*** Begin section ***

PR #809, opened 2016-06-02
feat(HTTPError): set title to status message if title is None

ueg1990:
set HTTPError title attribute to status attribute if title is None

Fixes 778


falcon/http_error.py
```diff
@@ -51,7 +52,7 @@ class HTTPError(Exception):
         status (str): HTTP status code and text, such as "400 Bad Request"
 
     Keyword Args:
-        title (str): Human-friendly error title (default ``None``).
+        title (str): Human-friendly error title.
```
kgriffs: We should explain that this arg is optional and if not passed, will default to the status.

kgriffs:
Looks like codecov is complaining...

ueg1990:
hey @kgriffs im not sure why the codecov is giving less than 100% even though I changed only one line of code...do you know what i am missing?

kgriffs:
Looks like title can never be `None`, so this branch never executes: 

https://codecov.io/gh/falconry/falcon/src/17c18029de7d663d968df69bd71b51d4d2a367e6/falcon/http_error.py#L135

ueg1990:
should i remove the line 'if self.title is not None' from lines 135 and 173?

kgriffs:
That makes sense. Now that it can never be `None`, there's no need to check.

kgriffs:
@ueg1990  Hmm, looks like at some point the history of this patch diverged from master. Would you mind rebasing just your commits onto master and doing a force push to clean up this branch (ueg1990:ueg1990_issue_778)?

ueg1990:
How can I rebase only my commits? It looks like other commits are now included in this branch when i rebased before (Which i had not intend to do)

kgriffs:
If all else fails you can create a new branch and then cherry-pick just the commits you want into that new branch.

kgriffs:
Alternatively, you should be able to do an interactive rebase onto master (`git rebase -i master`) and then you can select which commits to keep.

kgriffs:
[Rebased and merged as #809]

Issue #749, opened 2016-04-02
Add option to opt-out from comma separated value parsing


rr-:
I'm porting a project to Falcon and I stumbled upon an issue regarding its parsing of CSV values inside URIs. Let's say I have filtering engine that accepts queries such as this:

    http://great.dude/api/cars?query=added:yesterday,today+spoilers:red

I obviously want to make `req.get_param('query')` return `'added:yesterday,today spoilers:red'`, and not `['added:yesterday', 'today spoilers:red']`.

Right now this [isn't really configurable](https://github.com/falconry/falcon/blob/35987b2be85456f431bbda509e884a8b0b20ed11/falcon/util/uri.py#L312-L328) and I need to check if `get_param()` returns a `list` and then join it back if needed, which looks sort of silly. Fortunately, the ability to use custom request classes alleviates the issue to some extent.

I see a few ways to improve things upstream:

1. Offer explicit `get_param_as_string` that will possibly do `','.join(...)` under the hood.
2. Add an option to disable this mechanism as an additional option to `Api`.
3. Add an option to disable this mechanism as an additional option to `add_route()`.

*** End section ***
*** Begin section ***

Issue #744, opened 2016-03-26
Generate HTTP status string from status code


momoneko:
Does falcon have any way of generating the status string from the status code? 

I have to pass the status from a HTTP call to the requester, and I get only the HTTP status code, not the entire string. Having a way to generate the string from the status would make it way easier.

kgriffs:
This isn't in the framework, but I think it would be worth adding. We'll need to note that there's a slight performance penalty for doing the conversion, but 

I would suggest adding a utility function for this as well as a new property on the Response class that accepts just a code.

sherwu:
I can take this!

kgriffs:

*** End section ***
*** Begin section ***

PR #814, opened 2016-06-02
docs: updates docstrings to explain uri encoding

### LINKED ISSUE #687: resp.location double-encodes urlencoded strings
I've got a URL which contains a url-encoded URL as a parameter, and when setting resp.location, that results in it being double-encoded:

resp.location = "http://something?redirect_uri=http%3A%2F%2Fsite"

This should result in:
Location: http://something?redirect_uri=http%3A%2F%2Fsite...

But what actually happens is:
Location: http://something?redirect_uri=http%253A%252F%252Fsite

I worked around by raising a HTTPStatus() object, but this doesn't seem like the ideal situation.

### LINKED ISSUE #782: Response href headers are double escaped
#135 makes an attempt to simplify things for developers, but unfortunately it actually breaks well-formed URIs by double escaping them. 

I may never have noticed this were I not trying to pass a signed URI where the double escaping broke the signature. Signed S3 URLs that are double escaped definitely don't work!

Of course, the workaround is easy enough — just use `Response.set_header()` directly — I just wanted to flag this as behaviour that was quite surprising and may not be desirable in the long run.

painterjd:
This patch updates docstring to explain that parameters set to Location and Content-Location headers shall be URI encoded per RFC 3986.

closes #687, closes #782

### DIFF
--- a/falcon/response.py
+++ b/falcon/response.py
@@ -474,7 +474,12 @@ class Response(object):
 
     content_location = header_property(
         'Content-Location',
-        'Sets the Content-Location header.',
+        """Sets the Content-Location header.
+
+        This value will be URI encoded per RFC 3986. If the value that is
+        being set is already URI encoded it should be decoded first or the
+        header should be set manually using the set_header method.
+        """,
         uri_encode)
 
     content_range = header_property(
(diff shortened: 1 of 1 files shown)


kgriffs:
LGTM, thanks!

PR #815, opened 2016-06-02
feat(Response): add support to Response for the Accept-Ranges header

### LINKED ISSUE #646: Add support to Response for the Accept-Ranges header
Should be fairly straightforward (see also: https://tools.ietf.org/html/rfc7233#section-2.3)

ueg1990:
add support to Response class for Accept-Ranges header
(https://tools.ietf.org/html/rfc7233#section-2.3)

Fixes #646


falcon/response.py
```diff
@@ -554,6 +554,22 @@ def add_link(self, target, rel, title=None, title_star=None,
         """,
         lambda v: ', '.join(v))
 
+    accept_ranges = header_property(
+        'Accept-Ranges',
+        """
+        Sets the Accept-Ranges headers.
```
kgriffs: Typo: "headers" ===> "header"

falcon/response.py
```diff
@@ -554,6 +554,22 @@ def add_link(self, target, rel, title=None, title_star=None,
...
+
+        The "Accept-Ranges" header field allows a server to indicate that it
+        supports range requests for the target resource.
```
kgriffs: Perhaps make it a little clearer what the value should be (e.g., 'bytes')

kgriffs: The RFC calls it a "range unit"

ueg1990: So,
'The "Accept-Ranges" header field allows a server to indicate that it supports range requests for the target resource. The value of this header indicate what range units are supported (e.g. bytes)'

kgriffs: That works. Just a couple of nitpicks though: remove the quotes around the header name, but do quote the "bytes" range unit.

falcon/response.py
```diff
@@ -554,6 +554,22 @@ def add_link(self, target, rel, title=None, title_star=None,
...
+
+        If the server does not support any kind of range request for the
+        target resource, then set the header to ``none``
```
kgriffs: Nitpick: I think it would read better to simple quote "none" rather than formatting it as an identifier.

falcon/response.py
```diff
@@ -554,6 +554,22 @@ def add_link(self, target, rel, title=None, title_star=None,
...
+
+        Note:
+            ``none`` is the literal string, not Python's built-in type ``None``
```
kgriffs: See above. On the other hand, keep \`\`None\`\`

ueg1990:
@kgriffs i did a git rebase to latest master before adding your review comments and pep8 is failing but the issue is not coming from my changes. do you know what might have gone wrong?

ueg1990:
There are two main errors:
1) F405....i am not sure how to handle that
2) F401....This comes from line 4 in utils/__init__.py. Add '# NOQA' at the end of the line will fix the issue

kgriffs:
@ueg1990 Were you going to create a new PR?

*** End section ***

Pull out every line of the records above that contains the word "when".

(Answer for this exercise)
How can I rebase only my commits? It looks like other commits are now included in this branch when i rebased before (Which i had not intend to do)
I've got a URL which contains a url-encoded URL as a parameter, and when setting resp.location, that results in it being double-encoded:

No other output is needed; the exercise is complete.